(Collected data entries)

──────────

Issue #16399, opened 2016-08-19
The latest Label calculate Size seems not correct with some .ttf font


halx99:
- cocos2d-x version: github latest
- devices test on: Windows  10 14393.82 win32 program
- developing environments
  - NDK version:
  - Xcode version:
  - VS version: 2013 or 2015
  - brower type and version:

Steps to Reproduce:
1. Use latest cocosstudio to edit a demo UI with Label
2. publish to .csb and load it, then the postion not correct because the contetSize of Label not be calculated correct.
3. test cocosstudio project: http://halx99.oschina.io/releases/LabelBugTest.zip

CocosStudio Effect:
![cocosstudioeffect](https://cloud.githubusercontent.com/assets/6977319/17798009/4a9498e4-6600-11e6-8b84-fb51b9055166.png)

The latest Label render effect:
![gameeffect](https://cloud.githubusercontent.com/assets/6977319/17798017/5ee0e51e-6600-11e6-99aa-278b4b4ac631.png)

halx99:
@minggo please take a look, does this is a bug?

minggo:
@halx99 sorry, cocos studio is canceled, we don't have resource to support it.

halx99:
@minggo Well, I think it's not cocosstudio problem, you also can reproduce this issue draw the border of the label, the render text will surpass right edge.

minggo:
@halx99 could you please provide a test case? Thanks.

halx99:
ok, I will.

halx99:
@minggo The test case: https://github.com/halx99/cocos2d-x/tree/labelsizebugtest

My test result:
![a _mrg6co5oa tkv 2n89 w](https://cloud.githubusercontent.com/assets/6977319/17798940/b8586f06-6608-11e6-940b-a6b435bd1589.png)

minggo:
@halx99 i can not find the error from your pasted image. What does the red rectangle mean?

halx99:
@minggo The red rectangle is border of the label, normally all letters shoud at inner of the rectangle, you can see the last letter is surpassed a little.

minggo:
Yep.

dumganhar:
@halx99, I tested your demo and I could reproduced it.

@newnon has submitted a Pull Request https://github.com/cocos2d/cocos2d-x/pull/16689

After I applied @newnon's patch, this issue was fixed.

@halx99, could you try to apply that patch and test again? Thanks.

[...]

PR #16401, opened 2016-08-19
#FIX Label size calculation bug.

halx99:
see issue: #16399

### DIFF
--- a/cocos/2d/CCLabelTextFormatter.cpp
+++ b/cocos/2d/CCLabelTextFormatter.cpp
@@ -218,7 +218,7 @@ bool Label::multilineTextWrap(const std::function<int(const std::u16string&, int
                     nextLetterX += _horizontalKernings[letterIndex + 1];
                 nextLetterX += letterDef.xAdvance * _bmfontScale + _additionalKerning;
 
-                tokenRight = nextLetterX / contentScaleFactor;
+                tokenRight = (letterPosition.x + letterDef.width) / contentScaleFactor; // #FIX Label size calculation bug.
             }
             nextChangeSize = true;
 
--- a/cocos/2d/CCLabelTextFormatter.cpp
+++ b/cocos/2d/CCLabelTextFormatter.cpp
@@ -218,7 +218,7 @@ bool Label::multilineTextWrap(const std::function<int(const std::u16string&, int
                     nextLetterX += _horizontalKernings[letterIndex + 1];
                 nextLetterX += letterDef.xAdvance * _bmfontScale + _additionalKerning;
 
-                tokenRight = (letterPosition.x + letterDef.width) / contentScaleFactor; // #FIX Label size calculation bug.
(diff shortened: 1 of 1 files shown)


minggo:
The codes is changed by @cezheng in #16172. @cezheng could you please take a look?

cezheng:
I don't see why this is a bug after looking at the issue. FYI,  #16172

cezheng:
Also, I think this code is wrong if contentScaleFactor or _bmFontScale does not equal to 1.0

minggo:
@cezheng you can refer to #16399 for detail information.

cezheng:
I guess my PR is moving letters from right to left as you can see in the screenshots in #16172. However the screenshots in #16399 the letters seems to be overlapping with the right of the boundingbox.

cezheng:
I can't say much yet. My advice:
1. Also test with bitmap fonts
2. Also test with different contentScaleFactor
3. Also test with different _bmfontScale
4. Also test with different Alignment configurations

My fix might not be right in all situations, but neither is this PR at the moment I guess.

halx99:
How about:

```
tokenRight = letterPosition.x + letterDef.width * _bmfontScale / contentScaleFactor; // #FIX Label size calculation bug.
```

minggo:
@halx99 @cezheng Yep, i think we should add test case for it first.

halx99:
Yes

minggo:
@halx99 will you add the test case?

halx99:
I have not add test case, but I test in our game, it's work ok:
test with bitmap fonts(work ok)
test with different contentScaleFactor(work ok)
test with different _bmfontScale(the engine implement always 1.0)
test with different Alignment configurations(work ok)
arp2nsmm505hn wk4 vs bp

minggo:
@halx99 can you add these test cases in cpp-tests?

halx99:
And where shoud I add to? bug-test?

minggo:
I think it can be added in `UITest`, now the test case is nothing about cocos studio.

halx99:
OK, I will add later.

minggo:
thanks

cezheng:
This just reverts #16172 and it will cause problems for right alignment for bitmap font.

cezheng:
Let me explain a little bit about why I made the changes in #16172 

Characters that have different `letterDef.width`, for example 0 and 1, the calculated `letterRight` for 1 will be smaller than 0. If we use this value for calculating line width, if the last character for different lines will have problems when alignment is set to right.

#16172 change it to use the starting position of the next character to calculate the line width, which makes right alignment look normal. Because this adds xAdvance & additionalKerning to it, which make all characters the same width. The original formula ends with calculating the last character of each line a little bit narrower.

halx99:
Actually the new Label have anothor incorrect behavior:

vb441wk122 nnsxa 0cw

halx99:
so still need test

──────────

_DIRECTIONS_: Note every line of the records that holds the word "tokenRight", and copy it.

_YOUR SOLUTION_:
-                tokenRight = nextLetterX / contentScaleFactor;
+                tokenRight = (letterPosition.x + letterDef.width) / contentScaleFactor; // #FIX Label size calculation bug.
-                tokenRight = (letterPosition.x + letterDef.width) / contentScaleFactor; // #FIX Label size calculation bug.
tokenRight = letterPosition.x + letterDef.width * _bmfontScale / contentScaleFactor; // #FIX Label size calculation bug.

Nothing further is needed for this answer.